Data for the task →
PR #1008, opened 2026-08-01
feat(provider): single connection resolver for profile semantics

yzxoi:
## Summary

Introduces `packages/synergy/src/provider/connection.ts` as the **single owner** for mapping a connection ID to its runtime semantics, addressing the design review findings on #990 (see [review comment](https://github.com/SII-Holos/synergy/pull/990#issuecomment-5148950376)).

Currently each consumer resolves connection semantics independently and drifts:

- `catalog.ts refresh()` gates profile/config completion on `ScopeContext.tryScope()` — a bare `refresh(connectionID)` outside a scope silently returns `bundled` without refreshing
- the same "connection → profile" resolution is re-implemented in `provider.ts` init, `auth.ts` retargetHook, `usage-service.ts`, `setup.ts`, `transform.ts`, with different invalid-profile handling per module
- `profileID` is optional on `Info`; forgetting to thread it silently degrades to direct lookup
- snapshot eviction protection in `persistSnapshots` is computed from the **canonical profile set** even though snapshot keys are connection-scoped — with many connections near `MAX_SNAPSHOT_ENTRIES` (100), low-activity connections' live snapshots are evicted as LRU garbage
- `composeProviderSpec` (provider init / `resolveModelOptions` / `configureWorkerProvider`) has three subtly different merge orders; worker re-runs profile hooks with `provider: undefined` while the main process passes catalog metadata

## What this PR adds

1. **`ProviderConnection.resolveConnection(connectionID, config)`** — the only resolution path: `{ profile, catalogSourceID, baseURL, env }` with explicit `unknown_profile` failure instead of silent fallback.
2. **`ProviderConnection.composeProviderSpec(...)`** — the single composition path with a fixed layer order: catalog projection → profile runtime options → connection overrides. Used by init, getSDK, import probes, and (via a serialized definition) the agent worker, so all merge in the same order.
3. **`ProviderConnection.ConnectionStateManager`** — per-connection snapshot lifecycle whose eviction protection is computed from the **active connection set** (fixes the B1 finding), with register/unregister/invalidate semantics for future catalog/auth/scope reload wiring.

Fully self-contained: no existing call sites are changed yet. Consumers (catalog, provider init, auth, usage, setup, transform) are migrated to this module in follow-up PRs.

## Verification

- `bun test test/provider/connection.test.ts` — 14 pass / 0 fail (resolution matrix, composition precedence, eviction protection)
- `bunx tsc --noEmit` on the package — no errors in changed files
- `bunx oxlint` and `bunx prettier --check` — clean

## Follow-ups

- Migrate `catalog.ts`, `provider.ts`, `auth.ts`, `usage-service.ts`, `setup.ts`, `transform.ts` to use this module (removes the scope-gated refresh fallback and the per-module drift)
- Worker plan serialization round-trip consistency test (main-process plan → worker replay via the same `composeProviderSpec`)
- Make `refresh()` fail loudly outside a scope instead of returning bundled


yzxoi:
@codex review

Task to carry out → What is needed is an exact reproduction of the data.

Result of this task →
PR #1008, opened 2026-08-01
feat(provider): single connection resolver for profile semantics

yzxoi:
## Summary

Introduces `packages/synergy/src/provider/connection.ts` as the **single owner** for mapping a connection ID to its runtime semantics, addressing the design review findings on #990 (see [review comment](https://github.com/SII-Holos/synergy/pull/990#issuecomment-5148950376)).

Currently each consumer resolves connection semantics independently and drifts:

- `catalog.ts refresh()` gates profile/config completion on `ScopeContext.tryScope()` — a bare `refresh(connectionID)` outside a scope silently returns `bundled` without refreshing
- the same "connection → profile" resolution is re-implemented in `provider.ts` init, `auth.ts` retargetHook, `usage-service.ts`, `setup.ts`, `transform.ts`, with different invalid-profile handling per module
- `profileID` is optional on `Info`; forgetting to thread it silently degrades to direct lookup
- snapshot eviction protection in `persistSnapshots` is computed from the **canonical profile set** even though snapshot keys are connection-scoped — with many connections near `MAX_SNAPSHOT_ENTRIES` (100), low-activity connections' live snapshots are evicted as LRU garbage
- `composeProviderSpec` (provider init / `resolveModelOptions` / `configureWorkerProvider`) has three subtly different merge orders; worker re-runs profile hooks with `provider: undefined` while the main process passes catalog metadata

## What this PR adds

1. **`ProviderConnection.resolveConnection(connectionID, config)`** — the only resolution path: `{ profile, catalogSourceID, baseURL, env }` with explicit `unknown_profile` failure instead of silent fallback.
2. **`ProviderConnection.composeProviderSpec(...)`** — the single composition path with a fixed layer order: catalog projection → profile runtime options → connection overrides. Used by init, getSDK, import probes, and (via a serialized definition) the agent worker, so all merge in the same order.
3. **`ProviderConnection.ConnectionStateManager`** — per-connection snapshot lifecycle whose eviction protection is computed from the **active connection set** (fixes the B1 finding), with register/unregister/invalidate semantics for future catalog/auth/scope reload wiring.

Fully self-contained: no existing call sites are changed yet. Consumers (catalog, provider init, auth, usage, setup, transform) are migrated to this module in follow-up PRs.

## Verification

- `bun test test/provider/connection.test.ts` — 14 pass / 0 fail (resolution matrix, composition precedence, eviction protection)
- `bunx tsc --noEmit` on the package — no errors in changed files
- `bunx oxlint` and `bunx prettier --check` — clean

## Follow-ups

- Migrate `catalog.ts`, `provider.ts`, `auth.ts`, `usage-service.ts`, `setup.ts`, `transform.ts` to use this module (removes the scope-gated refresh fallback and the per-module drift)
- Worker plan serialization round-trip consistency test (main-process plan → worker replay via the same `composeProviderSpec`)
- Make `refresh()` fail loudly outside a scope instead of returning bundled


yzxoi:
@codex review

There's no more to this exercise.